▶ **EXERCISE AIM**
Filter the entries below, keeping only lines with the word "support".

▶ **RECORDED INFORMATION**
########################################

PR #1824, opened 2026-06-18
Union types

### LINKED ISSUE #1812: Union type
### Description

In order to support serialization/deserialization of full LLM responses into DB we need to support Union in types properly:

```
value: Union[str, int]
```

It should also support nullable:

```
value: Union[str, int] | None
```

The union and Optional #1791 need to use similar approach. If needed Optional approach might be changed.

### Version Info

```Text

```

dmpetrov:
Closes #1812
Adds multi-arm `Union[...]` signals — `Union[int, str, float]`, `Union[ModelA, ModelB]`, mixed, and nullable.

Storage reuses the hidden `_type_tag` discriminator: `_type_tag` holds the active arm's name (`"int"`, `"Text"`), `NULL` means `None`. `Optional[Model]` is just the single-arm case.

########################################

▶ **EXERCISE SOLUTION**
In order to support serialization/deserialization of full LLM responses into DB we need to support Union in types properly:
It should also support nullable:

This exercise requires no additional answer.